DeepXi (where the Greek letter 'xi' or ξ is ponounced /zaɪ/) is a residual bidirectional long short-term memory (ResBLSTM) network a priori SNR estimator that was proposed in [1]. It can be used by minimum mean-square error (MMSE) approaches like the MMSE short-time spectral amplitude (MMSE-STSA) estimator, the MMSE log-spectral amplitude (MMSE-LSA) estimator, and the Wiener filter (WF) approach. It can also be used to estimate the ideal ratio mask (IRM) and the ideal binary mask (IBM). DeepXi is implemented in TensorFlow and is trained to estimate the a priori SNR for single channel noisy speech with a sampling frequency of 16 kHz.
- TensorFlow (installed in a virtual environment)
- Python3
- MATLAB
It is recommended to use a virtual environment.
git clone https://github.com/anicolson/DeepXi.git
pip install -r requirements.txt
A trained model can be downloaded from here. Unzip and place in the model directory. The model was trained with a sampling rate of 16 kHz.

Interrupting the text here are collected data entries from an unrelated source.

PR #81, opened 2023-09-01
renegade_contracts: verifier, darkpool: multiverifier contract

akirillo:
This PR refactors the verifier to manage multiple circuits in a single contract, which bubbles up to the darkpool such that the verifier can be invoked via library calls as opposed to needing to deploy multiple verifier contracts.

All Cairo tests pass, but e2e tests still need to be updated to reflect these changes.

Also, I removed Pedersen generators from contract storage since we consistently use the STARK ECDSA generator everywhere

### DIFF
--- a/src/verifier.cairo
+++ b/src/verifier.cairo
@@ -12,28 +12,36 @@ use renegade_contracts::utils::serde::EcPointSerde;
 use types::{CircuitParams, Proof, VerificationJob};
 
 #[starknet::interface]
-trait IVerifier<TContractState> {
-    fn initialize(ref self: TContractState, circuit_params: CircuitParams);
+trait IMultiVerifier<TContractState> {
+    fn add_circuit(ref self: TContractState, circuit_id: felt252);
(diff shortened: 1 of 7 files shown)


src/verifier.cairo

Simply run the script (python3 deepxi.py). Run the script in the virtual environment that TensorFlow is installed in. The script has different inference options, and is also able to perform training if required.
Directory | Description |
---|---|
lib | Functions for deepxi.py. |
model | The directory for the model (the model must be downloaded). |
noisy_speech | Noisy speech. Place noisy speech .wav files to be enhanced here. |
output | DeepXi outputs, including the enhanced speech .wav output files. |
stats | Statistics of a sample from the training set. The mean and standard deviation of the a priori SNR for the sample are used to compute the training target. |
[1] A. Nicolson and K. K. Paliwal, "Deep Learning For Minimum Mean-Square Error Approaches to Speech Enhancement", Submitted to Speech Communication.